Provided records ->
━━━━━━━━━━

PR #627, opened 2024-10-13
Add GetGameframeTime to NativeAPI

Interesting-exe:
GetGameframeTime was [registered](https://github.com/roflmuffin/CounterStrikeSharp/blob/ad7f7bd365d7080060acc94539830a9066cc4633/src/scripting/natives/natives_engine.cpp#L248) but not used

### DIFF
--- a/managed/CounterStrikeSharp.API/Core/API.cs
+++ b/managed/CounterStrikeSharp.API/Core/API.cs
@@ -337,6 +337,16 @@ namespace CounterStrikeSharp.API.Core
 			}
 		}
 
+        public static float GetGameframeTime(){
+			lock (ScriptContext.GlobalScriptContext.Lock) {
+			ScriptContext.GlobalScriptContext.Reset();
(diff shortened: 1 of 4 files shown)


managed/CounterStrikeSharp.API/Core/API.cs
```diff
@@ -337,6 +337,16 @@ public static int GetMaxClients(){
 			}
 		}
 
+        public static float GetGameframeTime(){
```
KillStr3aK, line 340: might be better as `GetGameFrameTime` (use `GET_GAME_FRAME_TIME` in the yaml)

KillStr3aK:
other than these its LGTM

managed/CounterStrikeSharp.API/Core/API.cs
Interesting-exe: Yeah I agree, I just used the name that was already in the natives cpp.

roflmuffin (approved):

━━━━━━━━━━

Every line of the material must be returned exactly as it appears.

Written solution ->
PR #627, opened 2024-10-13
Add GetGameframeTime to NativeAPI

Interesting-exe:
GetGameframeTime was [registered](https://github.com/roflmuffin/CounterStrikeSharp/blob/ad7f7bd365d7080060acc94539830a9066cc4633/src/scripting/natives/natives_engine.cpp#L248) but not used

### DIFF
--- a/managed/CounterStrikeSharp.API/Core/API.cs
+++ b/managed/CounterStrikeSharp.API/Core/API.cs
@@ -337,6 +337,16 @@ namespace CounterStrikeSharp.API.Core
 			}
 		}
 
+        public static float GetGameframeTime(){
+			lock (ScriptContext.GlobalScriptContext.Lock) {
+			ScriptContext.GlobalScriptContext.Reset();
(diff shortened: 1 of 4 files shown)


managed/CounterStrikeSharp.API/Core/API.cs
```diff
@@ -337,6 +337,16 @@ public static int GetMaxClients(){
 			}
 		}
 
+        public static float GetGameframeTime(){
```
KillStr3aK, line 340: might be better as `GetGameFrameTime` (use `GET_GAME_FRAME_TIME` in the yaml)

KillStr3aK:
other than these its LGTM

managed/CounterStrikeSharp.API/Core/API.cs
Interesting-exe: Yeah I agree, I just used the name that was already in the natives cpp.

roflmuffin (approved):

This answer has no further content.